I went out to local community events with a focus on software and networked
with other developers. Word got out that I (a student at the time) was a
competent developer with open source experience. When I graduated, a few of my
new developer friends tried to recruit me.

I took a job at a local startup as a software developer. I was going to build
a new product, though the tech stack wasn't decided yet. Soon it was decided
to be Ruby on Rails. I worked through the Rails guide on building your own
blog, then continued to learn it on the job by doing a small project that
shipped. At that point I had enough experience to design the important project
and start building it.

It's worth noting that while learning Ruby/Rails, I completely surrounded
myself with resources.
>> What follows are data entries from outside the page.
PR #3294, opened 2026-08-20
docs(analytics): record the key events actually configured in GA4

simlarsen:
Follow-up to #3291. Docs-only — no code change.

I tidied the GA4 key events in the `OneUptime` property (`G-76XZF1WF3Z`) and this records the result, so the doc matches the property rather than describing work that is still pending.

## What changed in GA4

The property had eight events starred as key events before any of them could possibly fire — GA4 lets you star an event by name ahead of data, so the list looked configured while the container silently dropped everything.

**Unstarred:**
- `page_view_pricing`, `page_view_demo` — these fire on *every load* of those pages. As key events they reported browsing as conversions, and since the container fix went live they had already started counting. This was the urgent one.
- `demo_request` — never had a working delivery path (it went through the `gtag` shim, which pushes an Arguments object with no `event` key) and is no longer emitted at all after #3291.
- `generate_lead` — nothing emits it.

**Kept:** `sign_up` (the primary self-serve conversion), `cta_get_started`, `cta_request_demo` (micro-conversions, useful early signal while volume is low).

**Could not unstar:** `purchase` is a GA4 default key event and the star is disabled. Nothing emits it, so it sits at zero permanently.

## Still outstanding, and why it can't be done yet

`subscription_upgraded` (the only event carrying `value`/`currency`), `meeting_booked`, `workspace_created`, `monitor_created` and `teammate_invited` all still need starring.

GA4's current UI has **no "create key event by name"** — I checked the Key events tab, the Custom configurations dropdown and the overflow menu; the only creation affordance is "Create event", which builds a *derived* event and would double-count. You can only star an event GA4 has already received.

So those five have to fire once and clear the daily processing cycle first. None of them exist in the deployed frontend yet, so this unblocks after the next deploy.

## Note on Google Ads

If you link this property to Ads, pick which key events count as conversion actions there rather than assuming all of them should. `sign_up` and `subscription_upgraded` are the ones worth bidding on; the `cta_*` pair is early signal, not revenue.

### DIFF
--- a/Docs/analytics/revenue-funnel.md
+++ b/Docs/analytics/revenue-funnel.md
@@ -75,26 +75,34 @@ and pollute the property with names GA4 cannot use.
 
 ### 2. Mark the key events
 
-The property already had eight key events starred, all reading "No stream data
-detected" because nothing ever reached them: `cta_get_started`,
-`cta_request_demo`, `demo_request`, `generate_lead`, `page_view_demo`,
-`page_view_pricing`, `purchase`, `sign_up`. Marking a key event by name is
-allowed before any data arrives, so the list looked configured while the
-container silently dropped everything.
+Nothing becomes a key event on its own, and GA4 only lets you star an event it
+has already received — there is no "create key event by name" in the current
+UI. So the order matters: the event has to fire once, wait for the daily
+processing cycle, and only then can it be starred.
 
-Two corrections are outstanding in **GA4 → Admin → Data display → Events**:
+The property had eight events starred before any of them could possibly fire,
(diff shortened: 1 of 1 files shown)


simlarsen:

|---|---|---|---|---|---|---|
| :white_check_mark: | Open Source Security| 0 | 0 | 0 | 0 | [ 0 issues](https://app.snyk.io/org/oneuptime-RsC2nshvQ2Vnr35jHvMnMP/pr-checks/574b89da-2185-400f-ac66-801a797ad236?refs=c024092cf8eee8f9e1f41b01a4d54d9c26e86650&source=prChecksComment) |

I would answer questions on StackOverflow, follow Rails
blogs, watch screencasts, hang out in the IRC channels, read and review Ruby
books, watch and learn from public projects on GitHub, etc.

------
cheepin
Cached version, because it's down for me:

[http://webcache.googleusercontent.com/search?q=cache:iG01hdg...](http://webcache.googleusercontent.com/search?q=cache:iG01hdgwv6kJ:www.jasonswett.net/how-
to-get-a-job-using-a-technology-you-dont-know/+&cd=1&hl=en&ct=clnk&gl=us)

------
fecak
If we're talking about full-time salaried jobs (and not just consulting gigs),
the easiest way of getting a job using a technology you don't know is to find
one of the many companies that value the overall engineering background over
things like syntax.

For many years I recruited for companies (mostly mid/large) that would only
hire engineers with a highly specific technical background - X years of this
language, Y years of this framework. Then I started working with smaller shops
that weren't nearly as concerned about the specific tools, but were more
focused on overall software development knowledge. I've placed Ruby devs into
Python shops and vice versa, Java devs into Scala and Clojure shops, etc.

This is not as easily done if you're looking for someone to hire you as an
independent consultant, but for perm hire it's now common.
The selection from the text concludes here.